Feeling light-headed yet? No? We’ll continue. The Broads also endowed Santa Monica College with $10 million for a state-of-the-art performing arts center, The Eli and Edythe Broad Stage, as well as an adjacent black box performance space called (lovingly) The Edye; a gift to the School of the Arts and Architecture at UCLA resulted in The Eli and Edythe Broad Art Center, designed by Richard Meier. In total, their financial gifts have totaled $800 million. On top of that, the two have donated billions of dollars to advocating public school reform as well as medical research in human genomics.

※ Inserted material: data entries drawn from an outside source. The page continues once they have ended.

PR #43, opened 2026-03-07
Refactor version bounds

Max13245:
This refactors the version bounds. VersionBounds are now stored in a VersionInterval struct. 
It also fixes the bug where an error is thrown if the latest satisfying version for a dependency is not supported by the current target, even though a lower supported version would also satisfy the dependency.
To fix this the package metadata now doesn't contain the latest version, but the supported versions for each target.

### DIFF
--- a/src/installer/types/dependency.rs
+++ b/src/installer/types/dependency.rs
@@ -14,7 +14,6 @@ pub enum DependencyParserError {
     InvalidDependencyName,
 }
 
-// TODO: Dependency names should be validated like in the PackageId also implement a method which takes a version and then returns a PackageId
 #[derive(Debug, Clone)]
 pub struct Dependency {
     name: String,
@@ -95,23 +94,17 @@ impl Dependency {
         &self.name
     }
 
-    // TODO: Should only except package_id, version shouldn't be optional
-    pub fn satisfied(&self, name: &str, version: Option<&Version>) -> bool {
+    pub fn satisfied(&self, name: &str, version: &Version) -> bool {
         if self.name != name {
             return false;
         }
-
-        let version = match version {
-            Some(version) => version,
-            None => return true,
-        };
 
         if self.version_ranges.is_empty() {
             return true;
         }
 
         for range in &self.version_ranges {
-            if range.covers(version) {
+            if range.covers(&version) {
                 return true;
             }
         }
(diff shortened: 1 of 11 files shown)


Max13245:
A couple of doubts:
- It is necessary to know the supported versions of each target. However, if it's defined by version intervals we need to make sure these intervals don't contain any greater (or equals) than bounds, because this would be impossible. Do we not want to use the intervals here or should there be a check in the deserialize (currently the check is present, but not in the deserialize)?

- Should we also use the version intervals for the package versions (assuming we use them for the target specific as well)? This would also require the get_latest_dependency_version method to be changed. I already have a solution in mind. This solutions implementation is some what ugly, although technically a tiny bit more efficient than what we have now.

EDIT: Already resolved

src/installer/types/dependency.rs
```diff
@@ -95,28 +93,12 @@ impl Dependency {
         &self.name
     }
 
-    // TODO: Should only except package_id, version shouldn't be optional
-    pub fn satisfied(&self, name: &str, version: Option<&Version>) -> bool {
+    pub fn satisfied(&self, name: &str, version: &Version) -> bool {
```
BraveChicken1, line 96: Is there a reason this accepts a name and version, and not a PackageId?

src/installer/types/version_intervals.rs
```diff
@@ -0,0 +1,170 @@
...
+        D: serde::Deserializer<'de>,
+    {
+        let string: String = de::Deserialize::deserialize(deserializer)?;
+
+        Ok(Self::from_str_intervals(&string).map_err(de::Error::custom)?)
+    }
+}
+
+impl VersionIntervals {
+    pub fn from_str_intervals(intervals: &str) -> Result<Self, VersionError> {
```
BraveChicken1: This could be an implementation of the FromStr trait

src/installer/types/version_intervals.rs
```diff
@@ -0,0 +1,170 @@
...
+        if !Self::validate_intervals(&version_bounds) {
+            return Err(VersionError::InvalidInterval);
+        }
+
+        Ok(Self { version_bounds })
+    }
+
+    /// Checks if the intervals are valid, the intervals are valid if they don't overlap and are in order.
+    /// True is returned if the intervals are valid, otherwise false.
+    fn validate_intervals(version_bounds: &Vec<VersionBounds>) -> bool {
```
BraveChicken1:
```suggestion
    fn bounds_valid(version_bounds: &Vec<VersionBounds>) -> bool {
```

src/installer/types/version_intervals.rs
```diff
@@ -0,0 +1,170 @@
...
+                None => {
+                    previous = Some(&bound);
+                    continue;
+                },
+            };
+
+            let low_version = match bound {
+                VersionBounds::Range(low, _) => low,
+                VersionBounds::Lower(_) => return false,
+                VersionBounds::LowerEqual(_) => return false,
```
BraveChicken1, line 70: Doesn't this cause VersionBounds Lower and LowerEqual to always be invalid?

src/installer/types/version_intervals.rs
```diff
@@ -0,0 +1,170 @@
...
+                VersionBounds::Range(_, high) if *low_version <= *high => return false,
+                VersionBounds::Lower(version) if low_version < version => return false,
+                VersionBounds::LowerEqual(version) if low_version <= version => return false,
+                VersionBounds::Higher(_) => return false,
+                VersionBounds::HigherEqual(_) => return false,
+                VersionBounds::Equal(version) if *low_version <= *version => return false,
+                _ => {},
+            }
+
+            previous = Some(bound)
```
BraveChicken1, line 88: Shouldn't this check each bound with each other bound, to check if one of the bounds in the list overlaps with another?

src/installer/types/version_intervals.rs
```diff
@@ -0,0 +1,170 @@
...
+        }
+
+        true
+    }
+
+    pub fn covers(&self, version: &Version) -> bool {
+        // If version bounds are empty, version satisfies the bounds
+        if self.version_bounds.is_empty() {
+            return true;
+        }
```
BraveChicken1, line 98: Is this wanted behaviour in every scenario?

src/repositories/types/package.rs
```diff
@@ -12,41 +12,60 @@ use crate::{
...
+            .latest_version_impl(|v| !dependency.satisfied(&self.name, v) || !supported.covers(v))?
+            .ok_or(RepositoryError::SupportError(dependency.to_string()))?)
+    }
+
+    /// A generic method to get the latest version of the current package.
+    /// If any of the checks are true for the current version we continue for that version.
+    fn latest_version_impl<F>(&self, checks: F) -> Result<Option<&Version>>
+    where
+        F: Fn(&Version) -> bool,
+    {
```
BraveChicken1: In my opinion this generic method adds unnecessary complexity to this code, I think it would be better to have some duplicate code here instead.

src/repositories/types/target_bounds.rs
```diff
@@ -154,38 +154,26 @@ impl TargetBounds {
...
-            }
-        }
-
-        false
+        self.version_intervals.covers(version)
     }
 
     fn calculate_priority(&self) -> u32 {
-        if self.addition.is_none() && self.version_bounds.is_empty() {
+        if self.addition.is_none() && self.version_intervals.get_version_bounds().is_empty() {
```
BraveChicken1: Maybe VersionIntervals could have a method `is_empty`, since severals parts seem to need this

BraveChicken1 (changes requested):
Looks good overall!

Don't forget to also change the core repository according to the changes here

src/installer/types/dependency.rs
Max13245: The reason I did this is because in the get_latest_dependency_version method inside package.rs we call this method. We would have to create a package id in that case, but then we have to deal with the error.

What I could do is that I fix that todo for the PackageMeta struct (validate the package name). Then I can create a method to_package_id on the PackageMeta struct which can expect the PackageId::new() method (like in some other places).

src/installer/types/version_intervals.rs
Max13245: Yes, good idea

src/installer/types/version_intervals.rs
Max13245: Yes, I would say that if there are no bounds the version is not bound by anything, so any version is covered.

src/repositories/types/package.rs
Max13245: Yes I was not sure about this, I'll change it.

src/installer/types/version_intervals.rs
Max13245: No, because the first iteration never gets there, if there is a second iteration it should always return false. Anything before it would be overlapping with the lower (or equal) bound or the bounds are not in order. I see how this can be a bit confusing, I'll add a comment.

src/installer/types/version_intervals.rs
Max13245: No, that's the beauty of this. We don't have to compare everything with each other, because the intervals need to be in order.

src/installer/types/dependency.rs
BraveChicken1: I'm not sure if the PackageMeta should have a to_package_id method. Just keep it like this for now, we'll look into this later.

Max13245: Oki, should I already implement the check for the PackageMeta name though?

BraveChicken1 (approved):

However much good the two have done and as much success as they’ve enjoyed, no one ever gets everything they want in life. For example, Eli once tried to bring the NFL to L.A., but was outbid by Robert McNair, owner of the Houston Texans. He isn’t bitter though: he’s pleased that Stan Kroenke is bringing the Rams to Los Angeles. “I don’t have a team other than my alma mater, Michigan State, [though I do] enjoy watching football,” he admits, adding that the move was “long overdue. About 20 years ago, I tried to get an NFL franchise

here and we almost got it, and then Houston came in with a lot more public money and got the franchise instead of Los Angeles.”

He is also quick to dismiss the rumor that he was attempting to purchase the LA Times from current owner Rupert Murdoch. “I always thought that the paper should have local ownership and that the newspapers [should be] a public trust, not just a commercial property,” he says, adding, “Also, the quality is hardly as good as The Wall Street Journal, The New York Times or The Washington Post, but it is better than San Francisco and a lot of other cities.”

Bottom line: Eli Broad doesn’t need a football team or a newspaper to leave a legacy. He already has that, in spades.

Edye, meanwhile, says that “the thing I’m proudest of is the Broad Institute in Cambridge, Mass., because it’s already changed science, and long after we’re gone, it will benefit mankind. We are not science background people, but we enabled Eric Lander [one of the principal leaders of the Human Genome Project and the founding director and a core member of the Broad Institute of MIT and Harvard] to do what he does, and that’s special to me. I feel really good about that.”

Eli wants to be seen as “someone who’s made a difference. Someone that’s left the world better than the way we found it.” And most importantly, when reflecting on the collaborative efforts that he and Edye conceived and nurtured, he says, “We feel very good about all the things we’ve created.”